[Start of Attachment]

PR #5689, opened 2020-10-27
Added basic query functionality to bandwidth accounting

### LINKED ISSUE #5676: [devel] Implement a crawling mechanism for our new bandwidth accounting mechanism
Now that #5626 has been merged, we require a mechanism for peers to construct the global work graph. Specifically, each peer should slowly explore the (latest) transactions of other peers, which acts as input for our upcoming reputation mechanism. #5626 does not implement the required primitives for requesting transactions from other peers. We also need this to deploy a crawler that monitors network health.

### The approach

The mechanism relies on simple pull-based gossip. Peers send out `TransactionQuery` message to other peers of which it would like to request the latest, pairwise transactions. Peers send back individual `Transaction` messages. Queries do not have an associated request cache, to keep the mechanism simple. In fact, our mechanism can deal with missing messages or peers that go offline quickly after receiving a query.

For now, we will query the immediate neighbours in a round-robin fashion. We can later extend our approach to also query the transactions of two-hop/three-hop peers.

devos50:
This PR extends the bandwidth accounting mechanism with a basic query mechanism. Specifically, this PR:
- Adds a new query message.
- Adds a separate settings object where we can quickly change the different parameters of the mechanism. Right now, we do not know what the preferred values of many parameters are, e.g., the speed at which we send out queries. Deployment results will help us to answer this question but for now, I picked a value that I see reasonable.
- Adds functionality where the transactions of a random peer are periodically queried.
- Added a setting to store _all_ incoming transactions in the database, even when they belong to the same pair of users. This setting is used by our network crawler.
- Added a crawler and an accompanying `systemd` file.

We have verified whether our crawling mechanism works by deploying it on a separate server. So far, it has successfully collected over 700 transactions 👍 

Fixes #5676

### DIFF
--- a/src/tribler-core/run_bandwidth_crawler.py
+++ b/src/tribler-core/run_bandwidth_crawler.py
@@ -1,0 +1,71 @@
+"""
+This executable script starts a Tribler instance and joins the BandwidthAccountingCommunity.
+"""
+import argparse
+import sys
+from asyncio import ensure_future, get_event_loop
+from pathlib import Path
+
+from ipv8.loader import IPv8CommunityLoader
+
+from tribler_core.config.tribler_config import TriblerConfig
+from tribler_core.modules.bandwidth_accounting.database import BandwidthDatabase
+from tribler_core.modules.bandwidth_accounting.settings import BandwidthAccountingSettings
+from tribler_core.modules.ipv8_module_catalog import BandwidthCommunityLauncher
+from tribler_core.session import Session
+
+
+class PortAction(argparse.Action):
+    def __call__(self, _, namespace, values, option_string=None):
+        if not 0 < values < 2**16:
+            raise argparse.ArgumentError(self, "Invalid port number")
+        setattr(namespace, self.dest, values)
+
+
+class BandwidthCommunityCrawlerLauncher(BandwidthCommunityLauncher):
+
+    def get_kwargs(self, session):
+        settings = BandwidthAccountingSettings()
+        settings.outgoing_query_interval = 5
+        database = BandwidthDatabase(session.config.get_state_dir() / "sqlite" / "bandwidth.db",
+                                     session.trustchain_keypair.pub().key_to_bin(), store_all_transactions=True)
+
+        return {
+            "database": database,
+            "settings": settings,
+            "max_peers": -1
+        }
+
+
+async def start_crawler(tribler_config):
+    session = Session(tribler_config)
+
+    # We use our own community loader
+    loader = IPv8CommunityLoader()
+    session.ipv8_community_loader = loader
+    loader.set_launcher(BandwidthCommunityCrawlerLauncher())
+
+    await session.start()
+
+
+if __name__ == "__main__":
+    parser = argparse.ArgumentParser(description=('Start a crawler in the bandwidth accounting community'))
+    parser.add_argument('--statedir', '-s', default='bw_crawler', type=str, help='Use an alternate statedir')
+    parser.add_argument('--restapi', '-p', default=8085, type=str, help='Use an alternate port for the REST API',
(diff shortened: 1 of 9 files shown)


src/tribler-core/tribler_core/modules/bandwidth_accounting/community.py
```diff
@@ -103,38 +110,73 @@ async def received_transaction(self, source_address: Address, data: bytes) -> No
...
+        else:
+            # This transaction involves two unknown peers. We can add it to our database.
+            self.database.BandwidthTransaction.insert(tx)
+
+    def query_random_peer(self) -> None:
+        """
+        Query a random peer neighbouring peer and ask their bandwidth transactions.
+        """
+        peers = list(self.network.verified_peers)
+        random_peer = choice(peers)
```
grimadas, line 156: For reproducibility consider also a seed for random

synctext:
- its a network crawler run by every Tribler peer
- the term "query" could imply a local SQL cmd
- "Adds functionality where the transactions of a random peer are periodically queried"
  - why collect random info?
  - we need to optimise collecting useful info
  - maximize "cache hit"
- This is a full network crawler, not just a remote query

devos50:
retest this please

src/tribler-core/run_bandwidth_crawler.py
```diff
@@ -0,0 +1,71 @@
...
+from ipv8.loader import IPv8CommunityLoader
+
+from tribler_core.config.tribler_config import TriblerConfig
+from tribler_core.modules.bandwidth_accounting.database import BandwidthDatabase
+from tribler_core.modules.bandwidth_accounting.settings import BandwidthAccountingSettings
+from tribler_core.modules.ipv8_module_catalog import BandwidthCommunityLauncher
+from tribler_core.session import Session
+
+
+class PortAction(argparse.Action):
```
ichorid, line 18: :+1:  for `argparse` usage!

src/tribler-core/tribler_core/modules/bandwidth_accounting/community.py
```diff
@@ -75,22 +83,22 @@ def do_payout(self, peer: Peer, amount: int) -> Future:
...
+        :param peer: The IP address and port of the peer.
         :param request_id: The identifier of the message, is usually provided by a request cache.
         """
         payload = BandwidthTransactionPayload.from_transaction(transaction, request_id)
         packet = self._ez_pack(self._prefix, 1, [payload], False)
-        self.endpoint.send(peer.address, packet)
+        self.endpoint.send(address, packet)
 
-    async def received_transaction(self, source_address: Address, data: bytes) -> None:
+    def received_transaction(self, source_address: Address, data: bytes) -> None:
```
ichorid, line 101: Well, I'm a little bit worried that the remote peer can blow up our database by generating an endless stream of fake transactions in response to our query. Do you handle that in some way?

ichorid (approved):
Perfect PR! :+1:

src/tribler-core/tribler_core/modules/bandwidth_accounting/community.py
devos50: Currently no but I acknowledge that this is a concern. I will address this in a subsequent PR, before the release of 7.6 👍

synctext:
To document now:
- **Ledger-Zero**
- more radical design then trustchain!
  - even simpler
  - nearly as simple as tit-for-tat (as light-as-possible)
  - near-zero overhead: no mining, scripting, smart contracts
- pair-wise t4t focus
- not useful for Euro, Dollar or Bitcoins natively
  - open question: how efficient is a credits-on-top
  - certain limit and ledger-approach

[End of Attachment]

Exercise brief: The expected output is each line of the records above that includes the word "type".

Solved problem:
+    parser.add_argument('--statedir', '-s', default='bw_crawler', type=str, help='Use an alternate statedir')
+    parser.add_argument('--restapi', '-p', default=8085, type=str, help='Use an alternate port for the REST API',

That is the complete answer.